I'm checking in!!! Let me make sure my spelling is right.

Team Myself will be there!!


----------



## JoshH

Unfortunately, we will taking the Yamaha off our boat this weekend, so we can't fish it. Lucky for you guys.


----------



## bonita dan

I'm in of course Jim and only need three shirts for the winning team. But I just got off the phone with Capt.Paul Redman and he was gracious enough to offer up the RFRA clubhouse for a captains meeting. Just thought I would throw that out there and see what yall think. He is only requesting that I bring my bicycle down for his entertainment as payment and we all behave and not throw any chairs:shedevil


----------



## Stressless

Team - Yeh Sourth'rn fu_ks watch out for Team Watwuzdat we're in for Sat and just warmin up at Harpoon Larry's Oyster Bar on the West Shore of the Chesapeake. All I can say is that the Apalachicola Oysters BEAT THE SHIT out of the tar bay any-day!! 
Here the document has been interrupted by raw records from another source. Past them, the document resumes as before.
PR #11759, opened 2022-09-28
Bootstrap 5.2.1 fix tooltips

stalker780:
Tooltips are shown in the bottom of a page when hovered second time. 
Added a fix destroying an old tooltip instance before showing.

First hover:
image

Second hover:
image

### DIFF
--- a/upload/admin/view/javascript/common.js
+++ b/upload/admin/view/javascript/common.js
@@ -79,7 +79,14 @@ $(document).ready(function () {
 $(document).ready(function () {
     // Tooltip
     var oc_tooltip = function () {
-        // Apply to all on current page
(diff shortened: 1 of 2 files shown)


danielkerr:
this fucked the tooltips up and shopwing a error in the console

stalker780:
@danielkerr 
> this fucked the tooltips up and shopwing a error in the console

Strange. I have checked in Firefox and Chrome. There was no any error.
I will check again.

stalker780:
Yes. I see now. There is an error in console if you move quickly between buttons.
It does not affect interface, but I agree there should be no JS errors.
I will prepare another pull request cause tooltips still should be fixed.

PR #11767, opened 2022-10-03
Update common.js

padaliyajay:
Variable scope should be define and local otherwise error will show when strict mode is enabled.


punitkumar:
Use of let than var is more recommended

for (let key in json['error']) {
instead of
for (var key in json['error']) {

PR #11772, opened 2022-10-04
Removed root composer.json

qaharmdz:
Removed root composer.json contains wrong information.
As a note, the composer.json was previously removed on commit cd7486c.


danielkerr:
no idez who put it there.,

PR #11781, opened 2022-10-08
Added IF statement on customer payment ID - catalog/model/checkout/subscription.php file

TheCartpenter:


TheCartpenter:
If an extension is required to add a new payment method, then an IF condition might be needed for the customer payment ID with the subscriptions.

PR #11789, opened 2022-10-10
Added the rest of mandatory subscription fields - admin/model/sale/subscription.php file

TheCartpenter:
These fields needs to be added in the array in order to complete the transaction with the addTransaction() method as to fill the mandatory fields on the database. The subscription_id is not included because we are already mentoring the user to lookup the subscription prior to add it to the subscription transaction table.


TheCartpenter:
Closing this one. The getSubscription() can already pull the required fields.

PR #14667, opened 2025-03-14
Added identifiers in fr-fr

TheCartpenter:


TheCartpenter:
admin/language/en-gb/localisation/product_identifier.php is also missing.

- -- but the happy hour $2.00 for a pint of fine micro a nd se mi-mirco brew is really great. 1800 -2100 Wed - damn fine good time.



We'll be there with freeekin' bells on an happin'in to share a smile with any crew that like's to have a good time.



:mmmbeer

Stressless


----------



## jim t

Dan,

I can't make a Captain's meeting this year. My Thanks to Captain Paul for the offer... can I get a raincheck for next year?

Jim


----------



## Msstdog

Team Inthedawghouse checking in or is it team gonnakickyoazz. We will take 2 XXL shirts. See you losers Saturday.


----------



## brnbser

SET 4 Life will be there


----------



## joe(Team Miss Emily)

Team miss emily is gonna be there, good luck to all of yall


----------



## konz

I'm just waiting on conformation from Clay


----------



## Telum Pisces

> *konz (2/7/2008)*I'm just waiting on conformation from Clay


I have a feeling that you will be waiting till Saturday morning.oke


----------



## Ocean Man

I will be there. It looks like I am fishing in the Gulf tommorrow then camping out at Mcrae that night. I do not have a crew for the tournament so if anybody needs a ride they can join my team. I will probably cut back to the fort a little early to start cooking though.


----------



## bamasam

Come Hell or High Water Team BAMASAM will be there!!!


----------



## Sam Roberts

IM IN. team alum maverick.


----------



## Stressless

What's the story for Sat Afternoon - Do we need to bring anything but :letsdrink ?



:toast

Stressless


----------



## jim t

Just

so you know... KARON is offering a Redfish painting... we're thinking it'll go to the boat that catches a fish with the MOST spots! So EVEN if you don't win it all show up at Ft McCrae after to "show us your spotted..."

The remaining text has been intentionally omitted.